С горестным стоном Дункан охватил руками голову. Через мгновение чьи-то пальцы стали нежно и настойчиво гладить его пальцы, крепко прижатые к вискам.

— Темный воин, — раздался шепот Эмбер. — Успокойся.

Если Дункан и слышал, то не откликнулся ни звуком.

Горячие слезы покатились по щекам Эмбер, когда она восприняла и разделила страдания Дункана.

Как и Дункан, Эмбер чувствовала, как его память постепенно оживает. Она видела лица там, где раньше двигались только тени, слышала имена там, где раньше царило молчание, ощущала работу челнока времени. Не хватало лишь узора, который свяжет все воедино, но и он тоже вскоре вернется. Она была уверена в этом.

И тогда она испытает на себе гнев гордого воина, которому нанесли поражение исподтишка вместо того, чтобы дать ему сразиться в открытом бою, как ему было на роду написано.

Слишком быстро все происходит Дункан еще так мало побыл со мной. Всего две недели, как мы стали возлюбленными друг друга. Едва ли две недели, как мы обвенчались. Слишком мало времени, чтобы он научился любить меня.

Боже всемогущий, слишком мало времени.

Только любовь может простить такой великий обман. Если память вернется к нему слишком скоро, он никогда не простит меня.

Никогда не полюбит.

И великая смерть непременно потоком прольется.

Эмбер так и не поняла, позвала ли она Дункана губами или сердцем Она поняла только, что они вдруг оказались в объятиях друг у друга, таких крепких, что ей почти невозможно было дышать.

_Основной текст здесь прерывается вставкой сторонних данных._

PR #717, opened 2026-07-14
perf(sdk): cut checkpoint and batch hot-path CPU self-time by ~48%

ParidelPooya:
CPU profiling of the integration examples against the local test runner (with SDK
  source-level attribution) showed ~78% of SDK CPU self-time concentrated in three files:
  `checkpoint-manager.ts`, `serdes.ts`, and `batch-result.ts`. This PR removes the redundant
  work in those hot paths with **no wire-format or replay-semantic changes** — checkpointed
  payload shapes and event histories are byte-identical.

  **Changes:**

  - **`checkpoint-manager.ts`**
    - Compute each checkpoint item's wire size once at enqueue via `Buffer.byteLength`
      (previously `JSON.stringify` + `TextEncoder.encode` per item on *every* `processQueue`
      pass — for large payloads this re-serialized 100KB+ items repeatedly just to read a length)
    - Drain batches with a cursor + single `slice()` (previously O(n²) per-item `shift()`)
    - Resolve waiting operations via a hashed-id reverse index (previously MD5-hashed every
      tracked operation on each status change)
    - Hot-path log arguments are now lazy thunks
  - **`batch-result.ts`** — success/failure/started counts computed in a single pass at
    construction; `succeeded()`/`failed()`/`started()` memoized. Native `#private` fields keep
    `JSON.stringify` output identical to the previous getter-based implementation.
  - **`concurrent-execution-handler.ts`** — `Map`-based index join for `itemStatuses`
    (previously O(n²) `find`-inside-`map`)
  - **`step-id-utils.ts`** — `hashId` memoized (bounded cache, 10k entries)
  - **`logger.ts`** — `DURABLE_VERBOSE_MODE` cached at module load (reading `process.env` is a
    native call, and `log()` sits in checkpoint hot paths); `refreshLogConfig()` added for
    callers that mutate the env var after load. `run-durable.ts` refreshes the cache after its
    assignment, and the testing CLI now calls `setupEnvironment` *before* the handler import
    loads the SDK.
  - **`scripts/profile-sdk.ts`** (examples) — new profiling tool that runs examples against the
    copied SDK source (same mechanism as the coverage scripts) and emits Chrome
    DevTools-compatible `.cpuprofile` files with per-SDK-file attribution.

  ### Demo/Screenshots

  Profile comparison (identical parameters: 5 iterations, 100µs sampling, same example set):

  | SDK file | Baseline hits | Optimized hits | Δ |
  |----------|--------------:|---------------:|---:|
  | **Total SDK self-time** | **4,438** | **2,310** | **−47.9%** |
  | `utils/checkpoint/checkpoint-manager.ts` | 2,295 | 791 | −66% |
  | `utils/serdes/serdes.ts` | 1,111 | 851 | −23% |
  | `handlers/concurrent-execution-handler/batch-result.ts` | 581 | 448 | −23% |
  | `utils/logger/logger.ts` | 51 | 1 | −98% |
  | `utils/step-id-utils/step-id-utils.ts` | 39 | 9 | −77% |

  Reproduce with:
  `npx tsx scripts/profile-sdk.ts --cpu --examples comprehensive-operations,map/large-scale,parallel/basic,step/with-retry,promise/all --iterations 5`


packages/aws-durable-execution-sdk-js/src/handlers/concurrent-execution-handler/batch-result.ts
```diff
@@ -87,30 +87,63 @@ function reconstructBatchError(errorObject: SerializedBatchError): Error {
...
+    this.#failedMemo ??= this.all.filter(
       (item): item is BatchItem<R> & { error: ChildContextError } =>
         item.status === BatchItemStatus.FAILED && item.error !== undefined,
     );
+    return this.#failedMemo;
   }
 
   started(): Array<BatchItem<R> & { status: BatchItemStatus.STARTED }> {
-    return this.all.filter(
+    this.#startedMemo ??= this.all.filter(
```
yaythomas, line 145: these methods now return the same array instance on every call. Previously result.succeeded().sort(...) or .reverse() mutated a throwaway copy

now it mutates the cache and every later call observes it.

The new TSDoc on BatchResult.all covers mutating all, but not mutating the returned views. Maybe amend TSDoc annotation, or return Object.freeze(...)d arrays?

packages/aws-durable-execution-sdk-js-examples/package.json
```diff
@@ -39,6 +39,9 @@
     "generate-sam-template": "tsx scripts/generate-sam-template.ts",
     "test": "jest && vitest run",
     "test:integration": "NODE_ENV=integration jest --config jest.config.integration.js",
+    "profile": "npx tsx scripts/profile-sdk.ts --cpu",
```
yaythomas: nit: The new scripts use npx tsx while the sibling scripts (generate-sam-template) call tsx directly.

— Бесценная Эмбер, — сказал Дункан негромко. — Как бы я жил без тебя?

Слезы жгли ей глаза и царапали горло.

— Лучше, чем я без тебя, — прошептала она. — Ты — сердце в моем теле.

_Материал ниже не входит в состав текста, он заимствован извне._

PR #719, opened 2026-07-14
feat(sdk): Add executionStartTimestamp to InvocationBaseInfo

SilanHe:
*Issue #, if available:*

*Description of changes:* Add optional executionStartTimestamp field to InvocationBaseInfo so it is available on all onInvocation* hook parameters (InvocationInfo and InvocationEndInfo). The timestamp is derived from
initialExecutionEvent.StartTimestamp when available (should always be available).

Updated all test fixtures constructing InvocationInfo or InvocationEndInfo to include the new field.

### DIFF
--- a/packages/aws-durable-execution-sdk-js/src/with-durable-execution.ts
+++ b/packages/aws-durable-execution-sdk-js/src/with-durable-execution.ts
@@ -95,6 +95,7 @@ async function runHandler<
     executionArn: executionContext.durableExecutionArn,
     executionInput: customerHandlerEvent,
     operations: allOperations,
+    executionStartTimestamp: initialExecutionEvent?.StartTimestamp ?? undefined,
   };
 
   const invocationInfo: InvocationInfo = {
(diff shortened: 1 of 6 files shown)


packages/aws-durable-execution-sdk-js/src/with-durable-execution.ts
```diff
@@ -95,6 +95,9 @@ async function runHandler<
     executionArn: executionContext.durableExecutionArn,
     executionInput: customerHandlerEvent,
     operations: allOperations,
+    executionStartTimestamp: initialExecutionEvent?.StartTimestamp
+      ? new Date(initialExecutionEvent.StartTimestamp)
```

Дункан ощутил горячие слезы Эмбер и мало-помалу ослабил объятие.

— Не плачь, — сказал он. — Это был просто сон, ты напрасно встревожилась.

Будучи Наделенной Знанием, Эмбер имела точнейшее представление о том, как мало напоминало сон все происходившее в голове у Дункана, и знала, что он тоже это знает не хуже, чем она.

Но она ничего не сказала об этой маленькой лжи. Ей не больше, чем самому Дункану, хотелось копаться в запутанных, болезненных нитях его памяти в поисках истины, которой она страшилась так, как не страшилась даже смерти.

— Дункан, — прошептала она.

Этот звук был скорее лаской, чем словом, потому что она произнесла его губами, прижатыми к тому месту у него на шее, где ощущалось биение крови.

Тело Дункана замерло на мгновение, потом судорожно вздрогнуло и напряглось, но это было уже другое напряжение, отличное от порождаемого мятущимся разумом. Он уловил, как по телу Эмбер побежали ответные всплески чувства, и понял, сколь ясно она ощущает его желание.

Но теперь он знал, что это также и ее желание. На протяжении краткого времени их супружества она не только откликалась на его чувственный зов, а и желала его независимо от того, прикасался он к ней или нет.

Она подходила к нему, когда он стоял в раздумье и смотрел на дождь сквозь узкие окна замка.

Если она просыпалась раньше него, то сворачивалась в клубок рядом с ним и своими тонкими руками проводила по всей длине его тела, тихо смеясь, когда его плоть восставала навстречу ее прикосновению.